TASK PROMPT:
Look through the entries below and show every line containing the word "load".

BEGIN RECORDS SHOWN

PR #613, opened 2023-08-01
runtime: add `jitter` utils and options

hiddeco:
This adds a `jitter` package to runtime to allow the configuration of a random +/-% jitter to the interval at which resources are requeued.

Applying jitter to the interval duration can be useful to mitigate spikes in memory and CPU usage caused by many resources being configured with the same interval.

### DIFF
--- a/runtime/jitter/interval.go
+++ b/runtime/jitter/interval.go
@@ -104,18 +104,15 @@ type IntervalOptions struct {
 // BindFlags will parse the given pflag.FlagSet and load the interval jitter
 // with the default value of 10%.
 func (o *IntervalOptions) BindFlags(fs *pflag.FlagSet) {
-	o.BindFlagsWithDefault(fs, -1)
+	o.BindFlagsWithDefault(fs, defaultIntervalJitterPercentage)
 }
 
 // BindFlagsWithDefault will parse the given pflag.FlagSet and load the interval
 // jitter. The defaultPercentage is used to set the default value for the
 // interval jitter percentage. If the defaultPercentage is negative, then the
 // default value (of 10%) will be used.
-func (o *IntervalOptions) BindFlagsWithDefault(fs *pflag.FlagSet, defaultPercentage int) {
-	if defaultPercentage < 0 {
-		defaultPercentage = defaultIntervalJitterPercentage
-	}
-	fs.Uint8Var(&o.Percentage, flagIntervalJitter, uint8(defaultPercentage),
+func (o *IntervalOptions) BindFlagsWithDefault(fs *pflag.FlagSet, defaultPercentage uint8) {
+	fs.Uint8Var(&o.Percentage, flagIntervalJitter, defaultPercentage,
 		"Percentage of jitter to apply to interval durations. A value of 10 "+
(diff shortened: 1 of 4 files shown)


stefanprodan (approved):
LGTM

Thanks @hiddeco 🏅

runtime/jitter/jitter.go
```diff
@@ -0,0 +1,61 @@
...
+// When p <= 0 or p >= 1, duration is returned without a modification.
+// If r is nil, a new rand.Rand will be created using the current time as the
+// seed.
+func Percent(p float64, r *rand.Rand) Duration {
+	r = defaultOrRand(r)
+	if p <= 0 || p >= 1 {
+		return NoJitter
+	}
+	return func(d time.Duration) time.Duration {
+		randomP := p * (2*r.Float64() - 1)
```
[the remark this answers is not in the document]
hiddeco: No common name, just a formula with an equal chance of being +/-.

Good resource for (formulas around) jitter in general (albeit partly based on error rates) is https://aws.amazon.com/blogs/architecture/exponential-backoff-and-jitter/.

runtime/jitter/jitter.go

END RECORDS SHOWN

RESPONSE AREA:
 // BindFlags will parse the given pflag.FlagSet and load the interval jitter
 // BindFlagsWithDefault will parse the given pflag.FlagSet and load the interval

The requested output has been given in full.